Required work: Each line below that contains the word "change" is to be counted; give only the final number.

Dataset records:
PR #2098, opened 2023-10-06
[XrdCl] Give error return code if xrdfs rm fails to delete any file. Closes #2097

### LINKED ISSUE #2097: xrdfs rm - not exiting with a !=0 exit code in case of errors
Hi,

Since I can't reopen https://github.com/xrootd/xrootd/issues/1885 I'll copy-paste the request here.

This bug seems to have reappeared at least from 5.6.0 and beyond. Even for single files, regardless of the success or failure of the operation, the exit code is always 0:

```
$ v5.6.0-6/bin/xrdfs eosalice.cern.ch rm '/33/33333/33333'
rm /33/33333/33333 : [ERROR] Error response: permission denied
$ echo $?
0

$ v5.6.0-6/bin/xrdfs eosalice.cern.ch rm '/33/33333/33333' '/44/44444/444444'
rm /33/33333/33333 : [ERROR] Error response: permission denied
rm /44/44444/444444 : [ERROR] Error response: permission denied
$ echo $?
0
```

and the same in 5.6.2:

```
$ xrdcp -version
v5.6.2
$ xrdfs eosalice.cern.ch rm '/33/33333/33333'
rm /33/33333/33333 : [ERROR] Error response: permission denied
$ echo $?
0
```

Could you please re-apply the fix?

Cheers,

.costin

smithdh:
Fixing #2097

### DIFF
--- a/src/XrdCl/XrdClFS.cc
+++ b/src/XrdCl/XrdClFS.cc
@@ -701,9 +701,12 @@ XRootDStatus DoRm( FileSystem                      *fs,
   }
 
   //----------------------------------------------------------------------------
-  // Run the query
+  // Run the query:
+  // Parallel() will take the vector of Pipeline by reference and empty the
+  // vector, so rms.size() will change after the call.
   //----------------------------------------------------------------------------
-  XRootDStatus st = WaitFor( Parallel( rms ).AtLeast( rms.size() ) );
+  const size_t rs = rms.size();
+  XRootDStatus st = WaitFor( Parallel( rms ).AtLeast( rs ) );
   if( !st.IsOK() )
     return st;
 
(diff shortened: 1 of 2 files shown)


abh3 (approved):
Looks OK to me though, frankly, I don't quite understand why it  should be better than what was there before unless rms.size() decreases while the rm is actually executing.

smithdh:
Thanks @abh3 , I've added a code comment since indeed it doesn't seem clear what is happening there.

amadio:
Looks good, just let me know when it's ready to merge. Also, please remember to use "Fixes #2097" or "Closes #2097" instead of "Fixing #2097" in commit messages or PR title/description. GitHub is not smart enough to link this as closing the issue otherwise.

PR #2102, opened 2023-10-10
[XrdHttp] Fix parsing of chunked PUT lengths

djw8605:
The bugfix change was from using `prot->BufAvailable()` to `prot->BufUsed()`.  I also added sanity checks around the size of the chunk and a few trace statement to help with any future problems.

Chunked encoded PUT are formatted with a length before each chunk. Fix the parsing to only parse the buffer that has been filled. Additionally, add a sanity check on the size of a chunk in order to protect against malformed of malicious sized chunks.

Also, added additional trace statements to help when the chunk is rejected.


ccaffy (approved):
Looks good to me. Thanks for your contribution!

ccaffy:
@amadio , do you want to merge this in devel or in master?

abh3:
Thanks @djw8605! While we can redirect pull requests from master to devel it won't necessarily work every time. In the future, please use the devel branch as your base code. Thanks again!

PR #2103, opened 2023-10-11
[XrdHttp] Fix max to min when reading chunk length

djw8605:
Small change to using the minimum of either the used buffer size or the first 13 characters of a chunk to read the chunk length.

### DIFF
--- a/src/XrdHttp/XrdHttpReq.cc
+++ b/src/XrdHttp/XrdHttpReq.cc
@@ -1334,7 +1334,7 @@ int XrdHttpReq::ProcessHTTPReq() {
             // This is to prevent a malicious client from sending a very large chunk size
             // or a malformed chunk request.
             // 1TB in base-16 is 0x40000000000, so only allow 11 characters, plus the CRLF
-            long long max_chunk_size_chars = std::max(static_cast<long long>(prot->BuffUsed()), static_cast<long long>(13));
+            long long max_chunk_size_chars = std::min(static_cast<long long>(prot->BuffUsed()), static_cast<long long>(13));
             for (; idx < max_chunk_size_chars; idx++) {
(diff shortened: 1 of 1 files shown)


src/XrdHttp/XrdHttpReq.cc
```diff
@@ -1334,7 +1334,7 @@ int XrdHttpReq::ProcessHTTPReq() {
             // This is to prevent a malicious client from sending a very large chunk size
             // or a malformed chunk request.
             // 1TB in base-16 is 0x40000000000, so only allow 11 characters, plus the CRLF
-            long long max_chunk_size_chars = std::max(static_cast<long long>(prot->BuffUsed()), static_cast<long long>(13));
+            long long max_chunk_size_chars = std::min(static_cast<long long>(prot->BuffUsed()), static_cast<long long>(13));
```
abh3, line 1337: I am a bit skeptical this corresponds to what the variable names say the contents are. Looking at BuffUsed() it either returns the number of bytes available (.e. not used) or some ridiculous value which is greater than the actual buffer size. So, for sanuty sake could you review BuffUsed and verify that what you think you are ggeting is actally what you are getting?

abh3 (commented):
Pretty big change from max to min. There is a potetial issue, please see comment and respond.

src/XrdHttp/XrdHttpReq.cc
djw8605: At least in my tests, `BuffUsed` returns the number of bytes in the buffer that is filled with data from the client.  The goal of this line is to read at most 13 characters for the size of the chunk.  But it can be less.  With using max, reading more than the size of the buffer will result in reading data not from the client.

Problem solution: 4